──────── Exercise data ────────

Issue #1908, opened 2018-03-22
Enforce @RelevantJavaTypes annotation


mernst:
The [`@RelevantJavaTypes`](https://checkerframework.org/api/org/checkerframework/framework/qual/RelevantJavaTypes.html) annotation can prevent users from writing annotations on incorrect locations.  However, it is not currently enforced.

The same `@RelevantJavaTypes` restrictions should be enforced on
 * source code
 * internal Checker Framework data structures

When a type is not relevant, defaulting should probably be different for wildcard upper and lower bounds than for other locations.

`@RelevantJavaTypes` should perhaps be made more fine-grained.

PR #2942, opened 2019-11-26
Reuse existing functions for TypeKind unboxing and range determination

smonteiro:


smonteiro:
Ready for review.

framework/src/main/java/org/checkerframework/common/value/ValueAnnotatedTypeFactory.java
```diff
@@ -2327,4 +2232,43 @@ public AnnotatedTypeMirror getDummyAssignedTo(ExpressionTree expressionTree) {
         }
         return null;
     }
+
+    /**
+     * Unboxes a type it needed all the way to a primitive integral.
+     *
+     * @param type TypeMirror to unbox.
```
mernst: Minor:  In a Javadoc `@param`, `@return`, etc. clause, the initial text is a sentence fragment that starts with a lowercase (not capital) letter (which you did, thanks) and does not end with a period unless followed by another sentence.

I don't make the rules; those are just the conventions.

framework/src/main/java/org/checkerframework/common/value/ValueAnnotatedTypeFactory.java
```diff
@@ -2327,4 +2232,37 @@ public AnnotatedTypeMirror getDummyAssignedTo(ExpressionTree expressionTree) {
         }
         return null;
     }
+
+    /**
+     * Unboxes a type if needed all the way to a primitive integral.
```
mernst: What does "all the way" mean?  The implementation takes at most one step.

framework/src/main/java/org/checkerframework/common/value/ValueAnnotatedTypeFactory.java
```diff
@@ -2327,4 +2232,37 @@ public AnnotatedTypeMirror getDummyAssignedTo(ExpressionTree expressionTree) {
...
+     *
+     * @param type TypeMirror to unbox
```
mernst: What are the legal values?

framework/src/main/java/org/checkerframework/common/value/ValueAnnotatedTypeFactory.java
```diff
@@ -2327,4 +2232,37 @@ public AnnotatedTypeMirror getDummyAssignedTo(ExpressionTree expressionTree) {
...
+     * @return the TypeKind once unboxed
```
mernst: What are the possible values?

framework/src/main/java/org/checkerframework/common/value/ValueAnnotatedTypeFactory.java
```diff
@@ -2327,4 +2232,37 @@ public AnnotatedTypeMirror getDummyAssignedTo(ExpressionTree expressionTree) {
...
+     */
+    private static TypeKind resolveToPrimitiveIntegralTypeKind(TypeMirror type) {
+        TypeKind typeKind = NumberUtils.unboxPrimitive(type);
+        if (isPrimitiveIntegral(typeKind)) {
+            return typeKind;
+        }
+        throw new BugInCF(type.toString() + " expected to be an integral type.");
```
mernst: This error message is confusing.  If bad client code passes in (say) String, the error is not that String is expected to be an integral type.  The error is that the argument should have been an integral type.  Could you reword it so it doesn't take reading a couple of times to understand?

framework/src/main/java/org/checkerframework/common/value/util/Range.java
```diff
@@ -1184,4 +1185,27 @@ private static Range bigRangeToLongRange(BigInteger bigFrom, BigInteger bigTo) {
...
         return createRangeOrEverything(longFrom, longTo);
     }
+
+    /**
+     * Returns a Range representing all possible values for the given primitive type.
+     *
+     * @param typeKind is a java.lang.TypeKind that isPrimitive() and integral.
+     * @return the matching range for that primitive type.
+     */
+    public static Range byPrimitiveTypeKind(TypeKind typeKind) {
```
mernst: This name doesn't reflect what the routine does.  Could you make it use some words from the first sentence of the documentation, or otherwise a bit more obvious?

framework/src/main/java/org/checkerframework/common/value/util/Range.java
```diff
@@ -1184,4 +1185,27 @@ private static Range bigRangeToLongRange(BigInteger bigFrom, BigInteger bigTo) {
         long longTo = bigTo.longValue();
         return createRangeOrEverything(longFrom, longTo);
     }
+
+    /**
+     * Returns a Range representing all possible values for the given primitive type.
+     *
+     * @param typeKind is a java.lang.TypeKind that isPrimitive() and integral.
```
mernst: You don't need to restate the Java type.  For brevity, please just give facts that aren't obvious from the method's signature.

framework/src/main/java/org/checkerframework/common/value/util/Range.java
smonteiro: When read in context, the names of the new functionality refactor-extracted from them are not so foreign:
return Range.byPrimitiveTypeKind(resolveToPrimitiveIntegralTypeKind(type)).from;
and 
return Range.byPrimitiveTypeKind(resolveToPrimitiveIntegralTypeKind(type)).to;

smonteiro:
The goal here was to reduce the code duplication in the bodies found in ValueAnnotatedTypeFactory.java  at
public long getFromValueFromIntRange(AnnotatedTypeMirror atm) 
public long getToValueFromIntRange(AnnotatedTypeMirror atm) 
Their original bodies are clearly copied and edited except for text in the error message.
(https://github.com/typetools/checker-framework/pull/2942/files#r351958389)

When read in context, the names of the new functionality refactor-extracted from them are not so foreign:
return Range.byPrimitiveTypeKind(resolveToPrimitiveIntegralTypeKind(type)).from;
and 
return Range.byPrimitiveTypeKind(resolveToPrimitiveIntegralTypeKind(type)).to;

The same functionality was already coded elsewhere as a private function NumberUtils.java
private static TypeKind unboxPrimitive(TypeMirror type) 
that could be reused but for the missing error message made it a likely candidate of the BugInCF() invocation originally at ValueAnnotatedTypeFactory.java 
public long getFromValueFromIntRange(AnnotatedTypeMirror atm) 
public long getToValueFromIntRange(AnnotatedTypeMirror atm) 

It may be the case that you are reviewing the changes in unified mode instead of split view.
When read in split mode,  many of these become clear.

I am glad to try to explain it in a different way.

framework/src/main/java/org/checkerframework/common/value/ValueAnnotatedTypeFactory.java
smonteiro: See https://github.com/typetools/checker-framework/pull/2942#issuecomment-560397137

framework/src/main/java/org/checkerframework/common/value/util/Range.java
```diff
@@ -1168,4 +1185,28 @@ private static Range bigRangeToLongRange(BigInteger bigFrom, BigInteger bigTo) {
...
     }
+
+    /**
+     * Returns the instance of Range for the given Java language primitive.
+     *
+     * @param typeKind is a java.lang.TypeKind that isPrimitive() and integral.
+     * @return the matching range for that primitive type.
+     */
+    public static Range byPrimitiveTypeKind(TypeKind typeKind) {
+        assert typeKind.isPrimitive();
```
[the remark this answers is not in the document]
smonteiro: What is the policy on the use of assert in this framework ? 
I tried to cover both bases: assert for exercising the code logic with unit tests and if asserts are turned off on production compilation there is the throw new IllegalArgumentException()
I have seen both assert and explicit checking for  arguments with throw exception in the code base.

framework/src/main/java/org/checkerframework/common/value/ValueAnnotatedTypeFactory.java
smonteiro: OK

framework/src/main/java/org/checkerframework/common/value/util/NumberUtils.java
```diff
@@ -84,8 +84,17 @@ public static Range castRange(TypeMirror type, Range range) {
         }
     }
 
-    private static TypeKind unBoxPrimitive(TypeMirror type) {
-        if (type.getKind() == TypeKind.DECLARED) {
+    /**
+     * Easy unboxing of a type.
+     *
+     * <p>Made public as the need arose outside this package.
```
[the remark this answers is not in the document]
smonteiro: OK

framework/src/main/java/org/checkerframework/common/value/util/Range.java
smonteiro: I am open to suggestions for a better name.

smonteiro:
@mernst It seems that there are changes requested in this pull request but they are in outdated items.
What do we need to do to resolve this ?

framework/src/main/java/org/checkerframework/common/value/ValueAnnotatedTypeFactory.java
```diff
@@ -2327,4 +2232,37 @@ public AnnotatedTypeMirror getDummyAssignedTo(ExpressionTree expressionTree) {
...
         return null;
     }
+
+    /**
+     * Evaluates a given annotation to its primitive integral TypeKind equivalent.
+     *
+     * @param type {@link javax.lang.model.type.TypeKind}
+     * @return one of INT, SHORT, BYTE, CHAR, LONG
+     */
+    private static final TypeKind toPrimitiveIntegralTypeKind(TypeMirror type) {
```
wmdietl: The `final` doesn't add anything for a `private` method.

framework/src/main/java/org/checkerframework/common/value/ValueAnnotatedTypeFactory.java
```diff
@@ -2327,4 +2232,37 @@ public AnnotatedTypeMirror getDummyAssignedTo(ExpressionTree expressionTree) {
         }
         return null;
     }
+
+    /**
+     * Evaluates a given annotation to its primitive integral TypeKind equivalent.
+     *
+     * @param type {@link javax.lang.model.type.TypeKind}
```
wmdietl: Instead of repeating the type, maybe `the type to convert`.

framework/src/main/java/org/checkerframework/common/value/ValueAnnotatedTypeFactory.java
```diff
@@ -2327,4 +2232,37 @@ public AnnotatedTypeMirror getDummyAssignedTo(ExpressionTree expressionTree) {
         }
         return null;
     }
+
+    /**
+     * Evaluates a given annotation to its primitive integral TypeKind equivalent.
```
wmdietl: The parameter is a `TypeMirror`, so talking about an `annotation` is confusing.

wmdietl: How about `Determine the primitive integral TypeKind for the given type`.

framework/src/main/java/org/checkerframework/common/value/ValueAnnotatedTypeFactory.java
```diff
@@ -2327,4 +2232,37 @@ public AnnotatedTypeMirror getDummyAssignedTo(ExpressionTree expressionTree) {
...
+    private static final TypeKind toPrimitiveIntegralTypeKind(TypeMirror type) {
+        TypeKind typeKind = NumberUtils.unboxPrimitive(type);
+        if (isPrimitiveIntegral(typeKind)) {
+            return typeKind;
+        }
+        throw new BugInCF(type.toString() + " expected to be an integral type.");
+    }
+
+    /**
+     * Return true if the argument is one of INT, SHORT, BYTE, CHAR, LONG.
```
wmdietl: How about `Determine whether the argument is one of INT, SHORT, BYTE, CHAR, LONG or not.`
Or use `if and only if`.

framework/src/main/java/org/checkerframework/common/value/util/Range.java
```diff
@@ -1180,4 +1181,28 @@ private boolean isWithinHalfLong() {
...
         return isWithin(Integer.MIN_VALUE, Integer.MAX_VALUE);
     }
+
+    /**
+     * Returns a Range representing all possible values for the given primitive type.
+     *
+     * @param typeKind is java.lang.TypeKind of INT,SHORT,BYTE,CHAR,LONG
+     * @return the matching range for that primitive type
+     */
+    public static final Range create(TypeKind typeKind) {
```
wmdietl: No `final` needed on a `static` method.

framework/src/main/java/org/checkerframework/common/value/ValueAnnotatedTypeFactory.java
```diff
@@ -2327,4 +2232,37 @@ public AnnotatedTypeMirror getDummyAssignedTo(ExpressionTree expressionTree) {
...
+     *
+     * @param typeKind the TypeKind to inspect
+     * @return true if the argument is a primitive integral type
+     */
+    private static final boolean isPrimitiveIntegral(TypeKind typeKind) {
```
wmdietl: `final` is unnecessary.

framework/src/main/java/org/checkerframework/common/value/ValueAnnotatedTypeFactory.java
```diff
@@ -337,54 +335,8 @@ public long getFromValueFromIntRange(AnnotatedTypeMirror atm) {
...
-                        from = Byte.MIN_VALUE;
-                        break;
-                    case "java.lang.Character":
-                        from = Character.MIN_VALUE;
-                        break;
-                    case "java.lang.Long":
-                        from = Long.MIN_VALUE;
-                        break;
-                    default:
-                        throw new UserError(
```
wmdietl: Previously we got a user error. What happens now when an `@IntRange` is used on something invalid, e.g. a `String`?

framework/src/main/java/org/checkerframework/common/value/ValueAnnotatedTypeFactory.java
smonteiro: You are right.  I will see that it is removed.

framework/src/main/java/org/checkerframework/common/value/util/Range.java
smonteiro: Agreed again.

framework/src/main/java/org/checkerframework/common/value/ValueAnnotatedTypeFactory.java
smonteiro: Agreed.

framework/src/main/java/org/checkerframework/common/value/ValueAnnotatedTypeFactory.java
smonteiro: done

framework/src/main/java/org/checkerframework/common/value/ValueAnnotatedTypeFactory.java
smonteiro: I opt for tacit over verbose. 
When dealing with private static functions of minimal logic, it is more burdensome than helpful to expand in prose in the javadoc.  There is only one argument and the return is boolean.

framework/src/main/java/org/checkerframework/common/value/ValueAnnotatedTypeFactory.java
smonteiro: IMHO, if the javadoc is supposed to be helpful linking to the class from which the constants are used is more helpful than just saying "the  type to convert"

mernst:
> @mernst It seems that there are changes requested in this pull request but they are in outdated items.
> What do we need to do to resolve this ?

GitHub has two separate concepts:
 * Whether changes are requested on the pull request as a whole.  This is a boolean (per reviewer) that is controlled manually by people.  When the code review is ready for re-review, ping the reviewer.
 * Whether comments are visible on the pull request webpage.  By default, even outdated comments and responses are visible, which is a bit confusing.  By convention, you shouldn't ping a reviewer until you have either made the suggested change (in which case no response on the pull request webpage is necessary) or have written a response on the pull request webpage.

Does that answer your question?  If I misinterpreted, please clarify.

framework/src/main/java/org/checkerframework/common/value/ValueAnnotatedTypeFactory.java
mernst: The Javadoc automatically links to the type of each parameter, so there is no need to add a second link adjacent to it.  I agree with @wmdietl that "the type to convert" is better.

(If Javadoc didn't already link to the type, I would agree that such a link is useful.)

framework/src/main/java/org/checkerframework/common/value/ValueAnnotatedTypeFactory.java
mernst: I prefer to avoid the phrase "determine whether" because it isn't explicit about what the routine returns (it might be the negation of the determined value), so it makes me read the documentation twice to understand it.

I think "if and only if" is fine, and so is the current version is acceptable because "if and only if" is understood.  To avoid verbosity that can make the documentation harder to read, I sometimes use "iff" which is a standard mathematical abbreviation for "if and only if", but not everyone knows that abbreviation.

framework/src/main/java/org/checkerframework/common/value/util/Range.java
mernst: @smonteiro If you accept a comment, you don't need to write a reply; just make the change.

framework/src/main/java/org/checkerframework/common/value/ValueAnnotatedTypeFactory.java
mernst: @smonteiro Could you add a test for this?

framework/src/main/java/org/checkerframework/common/value/util/Range.java
smonteiro: The change was  made and committed to this branch but the review references do not seem to get updated to show the latest about the file with the comments.
If one navigates to this file for editing, one finds that the change is there. **SHRUG**

framework/src/main/java/org/checkerframework/common/value/util/Range.java
```diff
@@ -1180,4 +1181,28 @@ private boolean isWithinHalfLong() {
...
         return isWithin(Integer.MIN_VALUE, Integer.MAX_VALUE);
     }
+
+    /**
+     * Returns a Range representing all possible values for the given primitive type.
+     *
+     * @param typeKind one of INT, SHORT, BYTE, CHAR, or LONG
+     * @return the range for the given primitive type
+     */
+    public static Range create(TypeKind typeKind) {
```
wmdietl: Could you move this method to the other `create` methods in this class?

smonteiro: I am not trying to defy you  but this thing about moving function bodies into an order in the source file affects negatively way one traverses the history of a function (see blame.)
Such move makes it unnecessarily hard to deal with merging large independent concurrent features in parallel as simple side by side changes in time.
I submit to your consideration that 
1.  when we look at code via IDEs, the location of the function body is irrelevant as we can navigate with ease via outlines in any order desired.
2. when we have to look at large file differences here in github having only the minimum amount of change to deal with is better.
I submit that in general, adding methods at the bottom of large files and or renaming them in place has no negative effect on deltas and facilitates merging.

framework/src/main/java/org/checkerframework/common/value/util/Range.java
mernst: The review references are not updated, but there is a tag "Outdated" that shows you have made some change within one line of the comment.  GitHub reviewers are supposed to notice the "Outdated" text and then ignore the text, or click the "resolve conversation" button (which I will now do for this one).

In the past, a review comment was automatically "resolved" (that is, hidden from view) as soon as the submitter made a change within one line of the comment.  The current scheme is a bit more paranoid/untrusting, but we have no choice but to go with it.

framework/src/main/java/org/checkerframework/common/value/util/Range.java
mernst: Regarding the git history, I believe you made two arguments:
 * File organization does not matter.  I respectfully but strongly disagree.  I feel that it is much more important that the code in the file be logically organized, than that the git history be minimal.  I look at the code around a method more often than I look at its git history.  Even within an IDE, the context of a function matters.  It helps in understanding the code's design and how it fits together.
 * Moving the function would increase the size of the git history.  It would not.  Since this is new code, the git history won't be any bigger or smaller if the code is inserted into one location rather than another.

Regarding the difficulty of making multiple changes:  I agree with you, but that is a temporary problem that does not justify a messy organization of the file (which will hamper programmers long into the future).  What other pull requests depend on this one?  Is there anything that I can do to help with that merge?

smonteiro: None of those bullets as you stated them.

I wrote and re-wrote this reply many times.  Long, short, middle ground. Writing lacks tone and is very much subject to misinterpretation among strangers.

framework/src/main/java/org/checkerframework/common/value/ValueAnnotatedTypeFactory.java
smonteiro: The original functions to gather from and to values had different BuginCF error messages:
To:
```
throw new UserError( "Illegal type \"@IntRange "	
                                        + qualifiedName	
                                        + "\". @IntRange can be applied to Java integral types.");	
                }	
                break;	
            default:	
                throw new BugInCF(anno.toString() + " on a type of kind " + type.getKind());
```
vs
From:
```
default:	
                        throw new UserError(	
                                "Illegal type \"@IntRange "	
                                        + qualifiedName	
                                        + "\". @IntRange can be applied to Java integral types.");	
                }	
                break;	
            default:	
                throw new BugInCF(	
                        "Tried to apply a default to an IntRange annotation that was neither an integral primitive nor a declared type.");	
        }
``` 
NOTE: that UserError() message seems to be missing the word "only"

The choice of what an unified message should say is up to you guys.
My desire here was to reduce duplication and  reuse existing functions whenever possible.

wmdietl: There are three different ways to raise errors: type checking errors, on a particular line; `UserError` which are supposed to be used for invalid flags/configuration; and `BugInCF` for internal errors of the CF.
I would say that the original code here incorrectly used a `UserError`. Instead, this should be a type-checking error raising this problem.

Take the following code:

```java

class IntRangeUsage {
  @IntRange(to = 0) Object o;
}
```

At the moment we get the following error:

```
javac -processor org.checkerframework.common.value.ValueChecker IntRangeUsage.java
error: Illegal type "@IntRange java.lang.Object". @IntRange can be applied to Java integral types.
1 error
```

That's not particularly useful, because it doesn't point you to the right line in the code.
Changing the `UserError` here to a `BugInCF` will make the error even scarier, because we will think that it is an internal inconsistency and show a stacktrace etc.

So https://github.com/typetools/checker-framework/blob/master/framework/src/main/java/org/checkerframework/common/value/ValueVisitor.java#L285 should itself first validate the underlying java type and then the internal code in `ValueATF` can raise the `BugInCF`.

Could you add the above test and make this change in a separate PR? Then we'll know that this PR doesn't break that.

smonteiro: @wmdietl  @mernst 
While researching for that change in the preceding comment, something else seems to have surfaced in that snippet of code.

The definition of a checker framework annotation does not state in a programmatic way what classes the checker annotation is applicable to.
It is implied by naming conventions and javadoc documentation but not enforced as such.

Example on [(2.11.1 live demo )](http://eisop.uwaterloo.ca/live#mode=display) using StringVal as an annotation on an int field.
```
public class Magician  {
@StringVal({"a","b"}) int i;
@StringVal({"a","b"}) Integer bigI;
}
```
Produces no error message. IMHO, it should.

Enforcing an explicitly declared relationship of "this-annotation-is-applicable-to-these-classes-and-their-subclasses"  seems to in order.

At this time, I cannot tell if the current implementation of the framework checks that relationship for the other known checkers in imperative form in code.

mernst: @smonteiro I agree that the Constant Value Checker should issue a warning for
```@StringVal({"a","b"}) int i;```
Thanks for pointing that out.

You can declare that an entire checker is only relevant to certain types:
https://checkerframework.org/manual/#creating-relevant-java-types .
I think that annotation should be permitted on a type annotation as well, and should be enforced.

Let's move that discussion to a separate issue, probably https://github.com/typetools/checker-framework/issues/1908.

smonteiro:
@wmdietl 
> Could you add the above test and make this change in a separate PR? Then we'll know that this PR doesn't break that.

 I implemented the code that attempts to enforce the IntRange only applies to integers but I need a hand with where I should place the tests that are supposed to fail compilation by design.
I never wrote one that was meant to fail compilation for a build. What should that look like.

framework/src/main/java/org/checkerframework/common/value/ValueAnnotatedTypeFactory.java
wmdietl: https://github.com/typetools/checker-framework/pull/2942#discussion_r354910201
is being addressed in #2993.
Once that PR is merged into this PR, we can continue reviewing this.

wmdietl:
Work finished in #3087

────────

*Requirement*. Proceeding from the line containing "Does that answer" through the line containing "(If Javadoc didn't", transcribe the lines above exactly, both end lines included.

*Task response*.
Does that answer your question?  If I misinterpreted, please clarify.

framework/src/main/java/org/checkerframework/common/value/ValueAnnotatedTypeFactory.java
mernst: The Javadoc automatically links to the type of each parameter, so there is no need to add a second link adjacent to it.  I agree with @wmdietl that "the type to convert" is better.

(If Javadoc didn't already link to the type, I would agree that such a link is useful.)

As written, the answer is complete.